• EXERCISE BRIEF:
Lines in the listing below that contain the string "opened" are to be found and copied.

# # # #

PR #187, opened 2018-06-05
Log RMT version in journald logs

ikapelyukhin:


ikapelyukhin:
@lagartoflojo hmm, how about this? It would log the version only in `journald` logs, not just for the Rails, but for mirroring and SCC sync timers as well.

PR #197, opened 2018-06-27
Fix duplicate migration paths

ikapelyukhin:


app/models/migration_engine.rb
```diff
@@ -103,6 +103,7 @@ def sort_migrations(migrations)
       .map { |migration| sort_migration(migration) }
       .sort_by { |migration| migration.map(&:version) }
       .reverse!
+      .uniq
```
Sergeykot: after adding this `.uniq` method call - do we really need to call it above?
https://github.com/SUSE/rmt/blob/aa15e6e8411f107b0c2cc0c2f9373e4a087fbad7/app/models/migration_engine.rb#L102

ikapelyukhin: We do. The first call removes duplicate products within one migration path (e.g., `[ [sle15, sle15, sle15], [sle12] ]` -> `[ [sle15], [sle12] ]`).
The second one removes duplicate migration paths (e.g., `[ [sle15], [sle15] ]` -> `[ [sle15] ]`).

# # # #

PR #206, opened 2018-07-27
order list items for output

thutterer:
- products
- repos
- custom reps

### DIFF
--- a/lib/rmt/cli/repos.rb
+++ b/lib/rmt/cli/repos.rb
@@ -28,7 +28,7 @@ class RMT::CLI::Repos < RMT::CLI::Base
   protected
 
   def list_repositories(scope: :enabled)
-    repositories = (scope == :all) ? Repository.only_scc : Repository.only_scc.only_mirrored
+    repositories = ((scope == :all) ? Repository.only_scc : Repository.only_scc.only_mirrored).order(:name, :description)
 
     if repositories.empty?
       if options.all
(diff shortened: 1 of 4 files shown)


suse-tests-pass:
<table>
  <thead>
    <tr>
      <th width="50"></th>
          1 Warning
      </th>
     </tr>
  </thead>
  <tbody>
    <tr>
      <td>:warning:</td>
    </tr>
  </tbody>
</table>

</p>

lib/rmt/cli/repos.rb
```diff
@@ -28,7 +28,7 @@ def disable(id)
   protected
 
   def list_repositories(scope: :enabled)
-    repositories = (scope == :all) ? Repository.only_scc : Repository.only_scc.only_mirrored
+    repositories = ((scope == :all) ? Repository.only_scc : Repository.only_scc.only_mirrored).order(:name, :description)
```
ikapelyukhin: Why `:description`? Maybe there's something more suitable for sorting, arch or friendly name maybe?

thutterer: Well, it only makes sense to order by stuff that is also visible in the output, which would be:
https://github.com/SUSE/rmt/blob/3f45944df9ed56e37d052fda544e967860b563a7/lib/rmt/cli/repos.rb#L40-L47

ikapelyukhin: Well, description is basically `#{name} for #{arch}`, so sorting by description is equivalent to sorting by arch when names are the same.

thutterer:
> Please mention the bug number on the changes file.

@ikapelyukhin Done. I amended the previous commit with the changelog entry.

# # # #

• OUTPUT BELOW:
PR #187, opened 2018-06-05
PR #197, opened 2018-06-27
PR #206, opened 2018-07-27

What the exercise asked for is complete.